- **Your instructions**
Print the records exactly. Miss nothing.

- **Supplied material**
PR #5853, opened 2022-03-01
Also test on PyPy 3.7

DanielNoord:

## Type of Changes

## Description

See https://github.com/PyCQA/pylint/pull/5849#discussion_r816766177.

- **Reply**
PR #5853, opened 2022-03-01
Also test on PyPy 3.7

DanielNoord:

## Type of Changes

## Description

See https://github.com/PyCQA/pylint/pull/5849#discussion_r816766177.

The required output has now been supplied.